Copy out each line of the data that holds the word "struct".

=-=-=-=-=

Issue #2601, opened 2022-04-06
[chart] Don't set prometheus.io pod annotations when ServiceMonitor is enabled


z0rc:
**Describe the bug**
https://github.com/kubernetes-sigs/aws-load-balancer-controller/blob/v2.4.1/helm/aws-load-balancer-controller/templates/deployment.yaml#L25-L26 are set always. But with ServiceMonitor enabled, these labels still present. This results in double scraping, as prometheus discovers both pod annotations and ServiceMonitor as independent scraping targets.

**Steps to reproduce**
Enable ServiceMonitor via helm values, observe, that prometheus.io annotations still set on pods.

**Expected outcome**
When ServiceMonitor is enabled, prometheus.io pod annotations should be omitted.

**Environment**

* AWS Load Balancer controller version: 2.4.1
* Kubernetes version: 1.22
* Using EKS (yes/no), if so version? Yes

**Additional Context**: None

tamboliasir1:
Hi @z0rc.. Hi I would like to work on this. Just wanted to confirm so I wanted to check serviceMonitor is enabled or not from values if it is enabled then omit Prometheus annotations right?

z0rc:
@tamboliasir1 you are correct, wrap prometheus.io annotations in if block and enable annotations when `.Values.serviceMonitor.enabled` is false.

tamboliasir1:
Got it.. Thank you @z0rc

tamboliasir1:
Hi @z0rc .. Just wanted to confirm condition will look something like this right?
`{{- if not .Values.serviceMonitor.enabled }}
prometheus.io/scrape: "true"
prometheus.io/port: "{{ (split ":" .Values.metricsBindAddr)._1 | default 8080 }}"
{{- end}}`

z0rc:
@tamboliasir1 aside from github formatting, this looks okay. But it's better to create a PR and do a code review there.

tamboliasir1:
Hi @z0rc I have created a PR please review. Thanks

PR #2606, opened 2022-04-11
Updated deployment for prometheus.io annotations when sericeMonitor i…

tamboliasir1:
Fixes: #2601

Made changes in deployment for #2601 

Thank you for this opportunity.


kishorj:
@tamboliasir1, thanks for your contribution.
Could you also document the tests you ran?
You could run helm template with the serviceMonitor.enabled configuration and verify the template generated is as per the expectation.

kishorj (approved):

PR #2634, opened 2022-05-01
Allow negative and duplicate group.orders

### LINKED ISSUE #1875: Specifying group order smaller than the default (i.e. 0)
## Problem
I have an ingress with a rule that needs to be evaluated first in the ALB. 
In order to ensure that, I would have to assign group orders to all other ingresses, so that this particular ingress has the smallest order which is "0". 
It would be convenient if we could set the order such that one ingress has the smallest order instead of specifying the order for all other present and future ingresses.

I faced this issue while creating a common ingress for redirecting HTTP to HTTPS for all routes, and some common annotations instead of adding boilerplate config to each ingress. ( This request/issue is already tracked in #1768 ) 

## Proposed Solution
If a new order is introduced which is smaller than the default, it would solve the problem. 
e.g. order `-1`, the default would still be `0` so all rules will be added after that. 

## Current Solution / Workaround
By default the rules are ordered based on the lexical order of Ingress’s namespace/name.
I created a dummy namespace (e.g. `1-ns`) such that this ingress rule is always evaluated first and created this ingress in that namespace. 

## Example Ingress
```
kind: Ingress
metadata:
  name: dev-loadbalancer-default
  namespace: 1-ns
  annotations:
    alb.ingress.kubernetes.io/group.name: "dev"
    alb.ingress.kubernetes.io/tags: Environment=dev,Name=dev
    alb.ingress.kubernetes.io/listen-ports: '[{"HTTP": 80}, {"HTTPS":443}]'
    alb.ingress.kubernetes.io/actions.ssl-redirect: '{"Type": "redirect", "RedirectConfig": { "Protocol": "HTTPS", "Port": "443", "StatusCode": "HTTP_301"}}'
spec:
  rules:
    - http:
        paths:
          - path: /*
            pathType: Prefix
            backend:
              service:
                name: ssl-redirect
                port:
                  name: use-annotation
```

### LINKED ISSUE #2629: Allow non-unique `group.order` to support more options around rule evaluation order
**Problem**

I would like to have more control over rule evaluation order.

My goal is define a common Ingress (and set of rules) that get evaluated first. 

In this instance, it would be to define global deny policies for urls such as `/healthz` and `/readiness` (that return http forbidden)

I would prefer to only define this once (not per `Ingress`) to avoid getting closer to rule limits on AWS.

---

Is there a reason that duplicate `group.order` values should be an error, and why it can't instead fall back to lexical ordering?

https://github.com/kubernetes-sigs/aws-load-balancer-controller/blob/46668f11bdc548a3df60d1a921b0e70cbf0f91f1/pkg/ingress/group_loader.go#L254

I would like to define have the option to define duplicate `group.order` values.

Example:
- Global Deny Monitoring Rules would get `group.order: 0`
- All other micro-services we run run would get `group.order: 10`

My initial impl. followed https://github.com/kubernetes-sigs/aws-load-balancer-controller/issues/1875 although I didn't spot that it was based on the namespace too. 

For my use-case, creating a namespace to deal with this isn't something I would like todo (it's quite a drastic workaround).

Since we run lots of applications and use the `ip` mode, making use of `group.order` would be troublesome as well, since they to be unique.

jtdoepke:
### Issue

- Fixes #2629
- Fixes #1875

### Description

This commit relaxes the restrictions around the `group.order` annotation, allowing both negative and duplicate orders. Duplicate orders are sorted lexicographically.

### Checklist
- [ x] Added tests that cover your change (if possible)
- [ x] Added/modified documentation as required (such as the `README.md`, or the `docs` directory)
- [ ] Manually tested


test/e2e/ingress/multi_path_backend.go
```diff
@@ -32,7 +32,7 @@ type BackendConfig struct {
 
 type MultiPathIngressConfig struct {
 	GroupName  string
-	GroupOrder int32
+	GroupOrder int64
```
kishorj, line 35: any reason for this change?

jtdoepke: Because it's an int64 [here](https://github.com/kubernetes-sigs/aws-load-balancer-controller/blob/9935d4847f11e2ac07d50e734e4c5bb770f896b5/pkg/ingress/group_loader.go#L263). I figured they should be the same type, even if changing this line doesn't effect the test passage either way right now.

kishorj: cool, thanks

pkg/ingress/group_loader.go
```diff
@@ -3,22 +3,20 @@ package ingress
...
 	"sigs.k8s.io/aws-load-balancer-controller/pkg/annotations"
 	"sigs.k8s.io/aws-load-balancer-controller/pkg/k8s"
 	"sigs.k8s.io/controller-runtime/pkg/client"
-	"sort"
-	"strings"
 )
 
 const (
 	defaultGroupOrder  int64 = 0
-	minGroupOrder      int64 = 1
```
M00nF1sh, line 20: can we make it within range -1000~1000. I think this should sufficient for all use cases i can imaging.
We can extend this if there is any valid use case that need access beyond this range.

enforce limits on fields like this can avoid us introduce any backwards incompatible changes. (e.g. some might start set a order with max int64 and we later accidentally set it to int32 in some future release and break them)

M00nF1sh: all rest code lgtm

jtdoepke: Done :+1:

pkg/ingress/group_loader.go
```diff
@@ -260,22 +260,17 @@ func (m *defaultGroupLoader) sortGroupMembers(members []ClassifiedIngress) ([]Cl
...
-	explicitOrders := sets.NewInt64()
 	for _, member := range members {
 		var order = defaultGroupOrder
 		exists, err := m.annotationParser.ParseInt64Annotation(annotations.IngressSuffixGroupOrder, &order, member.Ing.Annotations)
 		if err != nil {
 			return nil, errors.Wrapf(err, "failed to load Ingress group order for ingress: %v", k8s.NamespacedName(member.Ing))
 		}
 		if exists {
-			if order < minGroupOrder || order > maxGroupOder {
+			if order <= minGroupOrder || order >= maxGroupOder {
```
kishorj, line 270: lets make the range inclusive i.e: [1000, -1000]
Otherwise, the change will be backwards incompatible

=-=-=-=-=

OUTPUT OF THE TASK:
@@ -32,7 +32,7 @@ type BackendConfig struct {
 type MultiPathIngressConfig struct {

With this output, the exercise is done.